Lo scrive la prof. Iride Conficoni, grafologa, nella scheda dedicata all’autore dell’Orlando Furioso con cui apre il suo recentissimo volume “Personaggi tra le righe”: è attraverso la scrittura che letterati, pittori e musicisti vengono visti e analizzati.

La scrittura, inoltre, permette di leggere aspetti temperamentali e di carattere; così la studiosa scrive del poeta: il carattere si fonda su un temperamento in cui emergono vivacità e vitalità, energia e ambizione, fermezza e continuità operativa – non va dimentica che il duca di Ferrara nominò l’Ariosto governatore della Garfagnana, territorio notoriamente non tranquillo. Convivono nervosismo, inquietudini e possibile irritazione di fronte a quando può costituire motivo di turbamento od ostacolo.

In sintesi, come può essere delineato messer Ludovico attraverso la sua grafia? Ecco la risposta di iride Conficoni, stimata grafologa, nonché apprezzata docente universitaria e in corsi UCIIM per insegnanti: “Personalità ricca e vivace, arguta, brillante e fantasiosa, portata a risentirsi e a dare significativa risonanza alle sollecitazioni, desiderosa di conseguire i propri obiettivi senza demordere, l’Ariosto ha saputo trasfondere e rappresentare nella sua opera e nei suoi personaggi l’ampia gamma delle sensazioni dettate da un variegato mondo emotivo”.

Ariosto, ritratto Maffeis

Un altro emiliano esaminato da Iride Conficoni è il musicista Giuseppe Verdi, contraddistinto – come si può rilevare attraverso la grafia – da un temperamento vivace, attivo, dotato di grande carica interiore, impetuoso, irascibile, inflessibile.

Quattordici sono gli artisti analizzati nelle oltre 160 pagine del volume, Arpeggio Libero Editrice, con prefazione di Paola Cadonici, pedagogista, psicoterapeuta e logopedista.
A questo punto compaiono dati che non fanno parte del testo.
PR #1749, opened 2017-07-30
MVC: rewrite static routes

fabianfrz:
ToDo:

- [x] add hooks to model or controller to add / remove / update static route
- [x] add UUID in migration
- [x] make gateway a select box
- [x] design stuff (make it look like the other pages)
- [x] remove old pages, run "make plist-fix" to regenerate file index

this is backward compatible to the old data - only adding an UUID is required.


src/opnsense/mvc/app/models/OPNsense/Routes/Route/Migrations/M0_0_1.php
```diff
@@ -0,0 +1,10 @@
+<?php
+namespace OPNsense\Routes\Route\Migrations;
+use OPNsense\Base\BaseModelMigration;
+class M0_0_1 extends BaseModelMigration
+{
+    public function run($model)
+    {
+       $model.save();
```
AdSchellevis: this looks a bit off, If I'm not mistaken it should add uuid without an empty stub as well (as long as the version number is higher)

fabianfrz: @AdSchellevis This is what I am thinking about how that is done. I made the model in a way it will not change any of the values so nothing breaks in mean time.

fichtner: I like this approach, but unsure whether this works as-is or requires further tweaks in the base model?

fabianfrz: @fichtner I am also not sure. Do you have an idea how to populate the gateway list. It comes from a php function in `gwlb` which returns an array of associative arrays

AdSchellevis: @fabianfrz I don't think we can easily pull out the gateway list the way it is now, we did quite some cleanups some time ago, but there still is way too much logic in there. Ideally you should be able to read the current gateways either from the config. 

Another option could be to serialise (parts of) the legacy data using a configd call which hooks back into the model (so we can cleanly do it now and use legacy parts in the meantime),  we only might need to look at the caching mechanism in there.

fabianfrz: @AdSchellevis I used a configd call to solve the issue.

fabianfrz:
This is how it's currently looking:
spectacle kn4043

fabianfrz:
@mimugmail This is for the static routes ;)

src/opnsense/mvc/app/models/OPNsense/Routes/Route/Migrations/M0_0_1.php
AdSchellevis: @fabianfrz ok, sounds good, I will try to read the code tomorrow to see if there's work to be done in the current configd model class.

mimugmail:
@fabianfrz I'm watching it for a couple of days :) Is it  already useable? Then I could throw up some test machines.

fabianfrz:
@mimugmail the routes are stored correctly in the XML but they are not applied to the system.

src/opnsense/mvc/app/controllers/OPNsense/Routes/Api/RoutesController.php
```diff
@@ -0,0 +1,169 @@
...
+                if ($node != null) {
+                    $this->backend_execute_route('delete', $node);
+                    $node->setNodes($this->request->getPost("route"));
+                    $validations = $mdlRoute->validate($node->__reference, "route");
+                    if (count($validations)) {
+                        $result['validations'] = $validations;
+                    } else {
+                        // serialize model to config and save
+                        $mdlRoute->serializeToConfig();
+                        $this->backend_execute_route('add', $node);
```
fabianfrz: @AdSchellevis I know that this is not clean yet as it currently ignores the `disabled` flag.

src/opnsense/mvc/app/models/OPNsense/Routes/Route.xml
```diff
@@ -0,0 +1,24 @@
...
+    <items>
+        <route type="ArrayField">
+          <network type="NetworkField">
+            <NetMaskRequired>Y</NetMaskRequired>
+            <Required>Y</Required>
+          </network>
+          <gateway type="JsonKeyValueStoreField">
+            <Required>Y</Required>
+            <ConfigdPopulateAct>interface gateways list</ConfigdPopulateAct>
+            <SourceFile>/tmp/gateway_list.json</SourceFile>
```
AdSchellevis: @fabianfrz you probably want to set ConfigdPopulateTTL to a low value here, to avoid caching, see https://github.com/opnsense/core/blob/master/src/opnsense/mvc/app/models/OPNsense/Base/FieldTypes/JsonKeyValueStoreField.php#L166-L171

src/opnsense/mvc/app/controllers/OPNsense/Routes/Api/RoutesController.php
AdSchellevis: @fabianfrz It might be better to write to a config file and apply on reload, keeps components more separated and easier to test. Eventually the bootup process could use the same approach then. 

something like, this in a config file:

```
[routeXXX]
version=4
net=192.168.0.0/24
gateway=10.0.0.1
```

And a simple script comparing the actual routes against the one in the list performing appropriate action (add/delete).

We might need to change some more nuts and bolts to integrate it with the rest (mainly system_host_route() ), but it would help detaching the routing subsystem in the process.

fabianfrz: @AdSchellevis This is highly dangerous as this may kill routes learned by DHCP and Quagga. The current code applies them during update as a configd call (without an apply step).

src/opnsense/mvc/app/models/OPNsense/Routes/Route.xml
fabianfrz: Probably a good idea

fabianfrz: done

src/opnsense/mvc/app/controllers/OPNsense/Routes/Api/RoutesController.php
AdSchellevis: @fabianfrz If we can't distinguish our routes with the ones created by dhcpd and/or quagga your definitely right on that point. I'm not sure what the best option is here, but apply immediate could lead to unexpected results (loss of access to the gui for example).

I need to think some more about this, ideally it would save a route configuration which we can load, but that means we need to track our changes somehow (without adding too much logic).

I don't mind if we first work on a version that just works using the current approach and refactor some in devel later on.

fabianfrz:
@AdSchellevis I reused the old help strings as is if possible so the GUI should look like the old one ;)

The only thing in question is the migration. What should I do here?

src/opnsense/mvc/app/models/OPNsense/Core/ACL/ACL.xml
```diff
@@ -820,15 +820,10 @@
     <page-system-staticroutes>
         <name>System: Static Routes</name>
         <patterns>
-            <pattern>system_routes.php*</pattern>
+            <pattern>ui/routes/</pattern>
```
fichtner: can this be ui/routes/* for future compat?

fichtner: ps: firmware uses "ui/core/firmware/*", I'm all for simplicity, but what is better now?

fichtner:
I've added another TODO ;)

fabianfrz:
@fichtner I had to rebase the branch because of conflicts but your changes should exist now.

fabianfrz:
@AdSchellevis ready for review

AdSchellevis:
@fabianfrz thanks! Can we keep the two legacy files in core for now? It's a bit easier to test on my end.

fabianfrz:
@AdSchellevis @fichtner asked me to delete them.

AdSchellevis:
@fabianfrz @fichtner was quite enthusiastic :) let's keep it like it is then.

fabianfrz:
note that you may have to run `/usr/local/opnsense/mvc/script/run_migrations.php` as the model needs to be migrated.

AdSchellevis:
I know :)

fichtner:
package upgrade or make upgrade takes care of migration ;)

fabianfrz:
@fichtner please don't edit the routes pages. This breaks this PR.

fichtner:
Please don't be like this. Nobody should complain about merge issues. I see them from time to time but it's a waste to go and vent about them, because they are part of the working process.

Neither of the last two edits have been added to nefariously tamper with this PR. They have been added to fix real world issues, namely PHP 7.1 support and a GitHub license file. There haven't and won't be any scheduled changes on the old routing pages, which won't ever guarantee we won't have to touch the code (again) before this is merged.

In retrospect my request to have the old pages deleted was suboptimal, because the merge time frame is not as fast as I expected. I'm sorry.

AdSchellevis:
@fichtner do you mind if I merge this in and keep the old versions in place as well? I'm having some doubts about applying the routes on save, when it's in master it's easier to test and propose changes.

fichtner:
Ok, sure

AdSchellevis:
@fabianfrz at my end `configctl interface gateways list` only listed null routes, I've realigned the requires to match the ones currently used in  https://github.com/opnsense/core/commit/a013aec6f5ac0b023c7006b2c3a2472788e115c3

AdSchellevis:
@fabianfrz @fichtner I will open an issue for the new static routes code, easier to discuss options. https://github.com/opnsense/core/issues/1774

PR #1752, opened 2017-07-31
Optimize Netflow

kekek2:
High CPU load during reading /var/log/flowd.log. Instead of sharing using the file, I did the communication through the socket between the flowd and flowd_aggregate.py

Si va da Manzoni a Raffaello, da Listz a Rossini, da Goldoni a Tiepolo.

Di particolare utilità è il “glossario degli indici grafici del metodo morettiano”, edito in appendice. Assai importante è la precisazione con cui Iride Conficoni, appezzata docente di grafologia specialistica al Seraphicum di Roma, introduce il volume. Certamente i personaggi presi in esame sono già stati consegnati alla storia e ad una cospicua bibliografica. “L’approccio qui è del tutto diverso e particolare, in quanto si intende procedere all’esame di tali soggetti da un altro punto di vista: attraverso la decodificazione prima e l’interpretazione poi della loro scrittura”.